Wir fangen an auf einem ziemlich breiten Pfade hinan zu steigen zwischen Pflanzungen von Reben, die an schlanken Pappeln sich hinwinden und da, wo ihre Ranken von Baum zu Baum sich umarmen, Laubgewölbe und Bogengänge bilden. Hier, und zwar nur hier allein, wächst der Lacrimae Christi. Rechts und links, aus dem Dunkel der Reben, schauen die aus rohgefügten Lavablöcken gebauten Hütten der Winzer malerisch hervor.

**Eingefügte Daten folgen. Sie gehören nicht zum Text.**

PR #47, opened 2020-11-04
Fix misleading message in PhotonVisibilityService

PetrilloAtWork:
A message about photon library build mode appeared even in some cases when library build mode was not active.
This simple fix (to an issue that I suspect _I_ may have introduced long ago) prevents that.

Now, this is a very bad thing that I am doing, by creating a fix using GitHub editor (meaning, I did not even compile the proposed fix and I am relying on the C.I. test). I might be using too much Python...

Also: this change can be aggregated to others before being scheduled for merge, since it is not urgent.


aihimmel:
Change looks fine to me. I suspect this never got updated when we moved to PVS configurations which neither loaded a library nor were library build jobs. Thanks Gianluca.

Approve.

lgarren:
trigger build

knoepfel:
approve

PR #48, opened 2020-11-05
[FEAT] Update code to support Reflected Photons and SimPhotons

Healthborn:
In PDFastSimPVS module:
- the reflected photons and sim photons will be supported.
In PDFastSimPAR module
- the reflected photons and sim photons will be supported.
- the VISHits and related functions are updatged (ported from OpFastScintillation.cxx)

PR #14, opened 2020-04-16
Performance, memory and styling improvements in OpFastScintillation

ikatza:
Have done some major refactoring of the code inside `LegacyLArG4/OpFastScintillation`. 

Testing on a sbndgpvm on Cosmics + Neutrino events; the most cpu and memory hungry of events, I have achieved close to half of running time and a comparable memory footprint.

Despite using some fast approximations to the most used functions there is no measurable bias in the OpHits.

Along the way I have also address some of the underlying potential bugs that were hidden in the code. The most salient one had to with  a domain error exception calling the boost elliptic integral functions, as far as I can tell this would happen due to a floating point error bloating.

PR #50, opened 2020-11-12
Updating PDFastSimPAR with new semi-analytic simulation models previously implemented in legacy LArG4

pgreen135:
Updates to the refactored LArG4 parameterised light simulation module with the refined model(s) implemented in legacy LArG4 in PR #43. The changes to the models are detailed in https://indico.fnal.gov/event/45687/ (presented in Sep before the update to the legacy code).

I have also added support for SimPhotons and Reflected photons in PDFastSimPAR following the approach used by Muve (see PR #48) and used in legacy LArG4.


larsim/PhotonPropagation/PDFastSimPAR_module.cc
```diff
@@ -216,6 +203,18 @@ namespace {
...
+  template <typename TReal>
+  inline constexpr double
+  dist(const TReal* x, const TReal* y, const unsigned int dimension)
+  {
+    double d = 0.;
+    for (unsigned int p = 0; p < dimension; ++p) {
+      d += (*(x + p) - *(y + p)) * (*(x + p) - *(y + p));
+    }
+    return std::sqrt(d);
+  }
```
knoepfel: Several comments:

- `std::sqrt` is not a `constexpr` function, even though compilers like GCC will support it.  However, Clang will likely choke on this.  Best to remove the `constexpr` keyword on line 208.
- This function is only used for iterating through the elements of type `std::array<double, 3u>` and `TVector3`.  I encourage using one or the other types.  Then there is no need to have a function template.
- The implementation requires the user to provide pointers to the elements and also a limit value, which is used to access memory in an unchecked way (i.e. what happens if someone specifies a `dimension` of 4).

For these reasons, I encourage a different implementation:

```.cpp
#include "cetlib/pow.h"

double dist(std::array<double, 3u> const& a, 
            std::array<double, 3u> const& b,
            size_t start = 0)
{
  double d = 0.;
  for (; start != size(a); ++start) {
    d += cet::square(a[start] - b[start]);
  }
  return std::sqrt(d);
}
```
And then the use of it is:

```.cpp
double r = dist(ScintPoint_v, fcathode_centre, 1);
```
assuming both types are the same.

larsim/PhotonPropagation/PDFastSimPAR_module.cc
```diff
@@ -418,8 +445,30 @@ namespace phot {
     std::cout << "PDFastSimPAR Module Construct" << std::endl;
 
     Initialization();
-    produces<std::vector<sim::SimPhotonsLite>>("par");
-    produces<std::vector<sim::OpDetBacktrackerRecord>>("par");
+    art::ServiceHandle<sim::LArG4Parameters const> lgp;
+    if (lgp->UseLitePhotons())
+    {
+        std::cout << "Use Lite Photon." << std::endl;
```
knoepfel: Suggest using `mf::LogInfo(...)` instead of `std::cout`.

larsim/PhotonPropagation/PDFastSimPAR_module.cc
```diff
@@ -429,18 +478,32 @@ namespace phot {
...
-    std::unique_ptr<std::vector<sim::OpDetBacktrackerRecord>> opbtr(
-      new std::vector<sim::OpDetBacktrackerRecord>);
-    std::unique_ptr<std::vector<sim::SimPhotonsLite>> phlit(new std::vector<sim::SimPhotonsLite>);
+    nOpChannels = fPVS->NOpChannels();
 
-    auto& photonLiteCollection(*phlit);
-    photonLiteCollection.resize(nOpChannels);
-    for (unsigned int i = 0; i < nOpChannels; i++) {
-      photonLiteCollection[i].OpChannel = i;
+    std::unique_ptr< std::vector< sim::SimPhotons > >             phot   (new std::vector<sim::SimPhotons>);
```
knoepfel: Each of these lines can be written more concisely as:
```.cpp
auto phot = std::make_unique<std::vector<sim::SimPhotons>>();
```

larsim/PhotonPropagation/PDFastSimPAR_module.cc
```diff
@@ -465,51 +528,122 @@ namespace phot {
       double edeposit = edepi.Energy() / nphot;
       double pos[3] = {edepi.MidPointX(), edepi.MidPointY(), edepi.MidPointZ()};
       geo::Point_t const ScintPoint = {pos[0], pos[1], pos[2]};
+      G4ThreeVector ScintPoint_v = {pos[0], pos[1], pos[2]};
```
knoepfel: Can the interface of `propagationTime(...)` be adjusted so this extra variable is not necessary?

larsim/PhotonPropagation/PDFastSimPAR_module.cc
```diff
@@ -667,36 +818,105 @@ namespace phot {
...
+                                   const double NumSlow,
+                                   geo::Point_t const& ScintPoint)
+  {
+    for (size_t const OpDet : util::counter(nOpChannels)) {
+      if (!isOpDetInSameTPC(ScintPoint, fOpDetCenter.at(OpDet))) continue;
+
+      // set detector struct for solid angle function
+      const PDFastSimPAR::OpticalDetector op{
+        fOpDetHeight.at(OpDet), fOpDetLength.at(OpDet),
+        fOpDetCenter.at(OpDet), fOpDetType.at(OpDet)};
```
knoepfel: Is the `.at(OpDet)` necessary instead of `[OpDet]`?  `at` introduces additional bounds-checking that can be expensive when not necessary.

larsim/PhotonPropagation/PDFastSimPAR_module.cc
```diff
@@ -705,162 +925,296 @@ namespace phot {
...
+    // 1). calculate total number of hits of VUV photons on
+    // reflective foils via solid angle + Gaisser-Hillas
+    // corrections:
+
+    // set plane_depth for correct TPC:
+    double plane_depth;
+    if (ScintPoint.X() < 0.) { plane_depth = -fplane_depth; }
+    else {
+      plane_depth = fplane_depth;
+    }
```
knoepfel: Suggest more concise:
```.cpp
double const plane_depth = ScintPoint.X() < 0. ? -fplane_depth : fplane_depth;
```

larsim/PhotonPropagation/PDFastSimPAR_module.cc
```diff
@@ -705,162 +925,296 @@ namespace phot {
...
+    double distance_cathode = std::abs(plane_depth - ScintPoint.X());
+    // calculate hits on cathode plane via geometric acceptance
+    double cathode_hits_geo_fast = std::exp(-1. * distance_cathode / fL_abs_vuv) *
+                              (solid_angle_cathode / (4. * CLHEP::pi)) * NumFast;
+    double cathode_hits_geo_slow = std::exp(-1. * distance_cathode / fL_abs_vuv) *
+                              (solid_angle_cathode / (4. * CLHEP::pi)) * NumSlow;
+
+    // determine Gaisser-Hillas correction including border effects
+    // use flat correction
+    double r = std::sqrt(std::pow(ScintPoint.Y() - fcathode_centre[1], 2) + std::pow(ScintPoint.Z() - fcathode_centre[2], 2));
```
knoepfel: Suggest more concise:
```.cpp
double r = std::hypot(ScintPoint.Y() - fcathode_center[1], fScintPoint.Z() - fcathode_center[2]);
```

knoepfel (commented):
Thanks, @pgreen135, for the PR. Some comments below for your consideration.  There is a bit of code duplication in the module.  Some of my comments are geared toward removing such duplication, but a thorough review of the code would be required to come up with a trimmer design.  Happy to discuss further.

pgreen135:
> Thanks, @pgreen135, for the PR. Some comments below for your consideration. There is a bit of code duplication in the module. Some of my comments are geared toward removing such duplication, but a thorough review of the code would be required to come up with a trimmer design. Happy to discuss further.

Thanks for the comments @knoepfel, I will update the code with each of the suggested changes above. Regarding a review / restructuring of the module - this PR is purely to port the recent updates made in the legacy simulation into the refactored version. If I'm understanding your comment correctly, structural changes to this module is something that should be discussed with Mu Wei who wrote the framework - I have just tried to keep to his design in this PR (at his request).

aihimmel:
Right. I agree with @pgreen135 -- let's keep the scope limited to keeping legacy and new LArG4 in sync. I suggest we circle back around to more substantial cleanup once everyone has moved over to the new LArG4 and we don't need to support both systems. And frankly, I'm not sure this is even the biggest fish to fry on the cleanup front. (Looking at you, SimPhotonCounter_module.cc)

larsim/PhotonPropagation/PDFastSimPAR_module.cc
pgreen135: @knoepfel  this function & interface was added by Iker De Icaza in I believe PR #14 in the legacy version, and I copied it over from there as it is used in the legacy code. I agree it is fatally flawed and frankly I am unsure of its purpose over using standard methods. Not only that, but the geo:Point_t objects are converted to std::array<double, 3u> specifically to use this function, which doesn't seem to make any sense. I've removed all of this entirely, and swapped to just using std::hypot instead. Let me know if that is reasonable.

pgreen135:
I have pushed an update that implements all of the changes suggested above, with the exception of the new dist(...) function. Instead I've removed that function entirely - see my response to that particular comment.

lgarren:
trigger build

lgarren:
@pgreen135  There is a c7 build error.  I think just an unused variable.  
https://dbweb5.fnal.gov:8443/LarCI/app/storage/docs/2020/11/19/buildLArSoft.log

lgarren:
@pgreen135 Sorry - I see you already fixed it.  Thanks!

lgarren:
trigger build

lgarren:
approve

PR #51, opened 2020-11-13
larsim now depends on larg4

lgarren:
Larsim will now depend on larg4.  We have always intended to do this, and now is the time.


lgarren:
trigger build

lgarren:
approve

lgarren:
Because this changes the table file, the PR will be merged when tagging the next release.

Bald aber wird der Anbau dürftiger, das Grau verwitterter Lava zieht sich als düstere Lokalfarbe durch die Landschaft und die Wein- und Obstgärten, zusammenhängend am untern Berggürtel, sind durch öde Strecken getrennt und werden, je höher hinauf, je kleiner. Endlich erscheinen sie nur noch sammt einzelnen Gruppen sonnenschirmiger Tannen, wie Oasen in der Wüste. Der verbrannte Boden wird grasleer; große, herabgerollte Steine machen den Pfad unwegsamer; niedriges Taxus- und Myrthengesträuch, zwischen dem hie und da eine einsame Aloe hervorsieht, tritt an die Stelle der Bäume. – So gelangen wir auf des Berges erste Terrasse.
Hier dehnt sich eine weite Ebene vor uns aus. Die beiden Gipfel des Vesuvs, durch ein tiefes Thal getrennt, links der Somma, der ausgebrannte Krater, rechts die jetzige Mündung des Feuerbergs mit kahlen und steilen Seitenwänden, recken sich aus der Mitte der Fläche in die Bläue des Himmels. Beide Gipfel sind oft in blasse Dunstwolken gehüllt und unkenntlich. Stellen sich aber die Kegel rein dem Auge dar, dann bezeichnet eine lichte Rauchsäule über dem einen den thätigen der Vulkane. – Verwitterte Feuerströme mancher Jahrtausende bedecken die Ebene, die wir durchwandern. Sie ist eine grauenvolle Wüste, wo die Laven, wie Schlacken umhergestreut, auf dem schwarzen Boden, gleich weißlichem Schaume, oder vertrocknetem Mooße, sich zeigen.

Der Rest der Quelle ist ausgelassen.